Matters are not helped by the acting. Denholm Elliot is brilliant as Mr Emerson, and Maggie Smith as Charlotte Bartlett gives a performance that is predictable but sufficient. The others are not so good, alas, and Helen Bonham-Carter, short, scowling and saturnine, is an unconvincing Lucy Honeychurch - ungallant though the remark may seem, one can't imagine one young chap falling for her, let alone two. As one would expect from a Merchant-Ivory production, the photography is excellent, and there is astonishingly meticulous attention to detail, especially as regards the dark, asphyxiating middle-class villa interiors. Some of the actors mumble, making the proceedings a little difficult to follow at times, and adding to the general sense of tedium.

E.M. Forster, poor fellow, is well past his sell-by date, and the class-bound situations that so preoccupied him all those years ago are, thank goodness, very largely a thing of the past. In this particular novel, strip out the preoccupation with social class and there's not very much left. It may therefore be a little unfair to blame the director for failings that are those of the original book. Nevertheless, one comes away from this film with a sense of disappointment, and with a feeling that in other hands, the production could have been a whole lot better.




review by: Korngold Fan date: 2008-09-27 rating: 5
Absolute classic, wonderful cast...
I hadn't read the book when I saw this and now maybe won't read the book...you will watch this often I feel as it has a wonderful feel of its time and places. I suspect that it also has the essence of the book as Howards End which I have read has a similar feel to that captured here.

Whilst Maggie Smith is central to the film so is Bonham Carter and anyone more waif-like though with such a copious amount of hair can't be imagined. The rest of the cast is ideal including Callow as the vaguely homosexual vicar, Dench as the wayward romantic novelist...wonderful, makes you want to read the book actually.......

Absolute classic!





review by: date: 2008-08-12 rating: 5
My favourite film of all time
This film is so romantic and well acted. If you have not seen it is a must have if you like period drama's, I have watched it time and again and never bored.

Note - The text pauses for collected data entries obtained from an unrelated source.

PR #276, opened 2023-12-25
Update `output` command-line description

### LINKED ISSUE #241: fix documentation of --output
In the command line documentation, the --output option is only for the sequencing phase and doesn't reflect what outputs are produced during training.

```
│    --output               -o  FILE                    The mzTab file to      │
│                                                       which results will be  │
│                                                       written.               │
```

bittremieux:
Fixes #241.


wsnoble:
How does Casanovo handle model file naming when fine-tuning a model?  In this case, it seems like --model will be used to specify the name of the input file AND the output file. Problem!  Do we need separate --model-in and --model-out options? Alternatively, is there some scheme whereby we name the trained model with the epoch number in the filename? If so, this should be documented here.

melihyilmaz:
> How does Casanovo handle model file naming when fine-tuning a model?

By default, checkpoint files are named in the `epoch=40-step=2550000.ckpt` format regardless of the input ckpt filename. This is the case for both fine-tuning and training from scratch.

melihyilmaz:
> How does Casanovo handle model file naming when fine-tuning a model?

By default, checkpoint files are named in the `epoch=40-step=2550000.ckpt` format regardless of the input ckpt filename. This is the case for both fine-tuning and training from scratch.

wsnoble:
OK, so this is obviously bad, because if I train two models from the same working directory, the files will overwrite one another.  We should change this to be `<model-name>.epoch=40.step=2500000.ckpt`, where <model-name> comes from the --model parameter.  This behavior should also be documented.

wsnoble:
I just ran into another problem which needs to be fixed, probably on this PR.  It seems like Casanovo is trying to do something smart if I specify an `--output` option with a period in it.  Anyway, the result is that if I do something like `--output foo.bar`, then the output is `foo.log`.  Worse still, it seems like we have some logic in there that prevents it from overwriting existing files, but it does this silently.  So I ran a big sequencing run using a name like "foo.filtered" but because "foo.mztab" and "foo.log" already existed, Casanovo simply ran to completion but did not produce any output files.

As we discussed, we should add an `--overwrite` flag that allows users to ovewrite existing files. Otherwise, Casanovo should halt with an error if it tries to overwrite an existing file. Ideally, when sequencing it should check for file existence before starting the run, rather than at the end.

The argument to `--output` should be used as the prefix for all output files, with no attempt to parse it.  The argument may contain directory names, but we will make no attempt to verify that they exist.

bittremieux:
Superseded by #372.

review by: Borneo Cat date: 2008-06-18 rating: 5
My wonderful introduction to Florence!
I fell in love with Florence Italy when I first saw this movie, oh so long time ago - 15 years ago, they say? I watched this movie on TV channel and I found it very enchanting. I have always love British films, and this is one of my favorites. When it came on DVD, I was happy to buy a copy to add to my collection. I don't want to write a lot about the story plot; just that all the actors were excellent, the Italian scenery was fantastic, and the victorian era was quite stiff! This is a great movie to watch again and again, on a lazy summer afternoon with some cool lemonade and yummy pasta!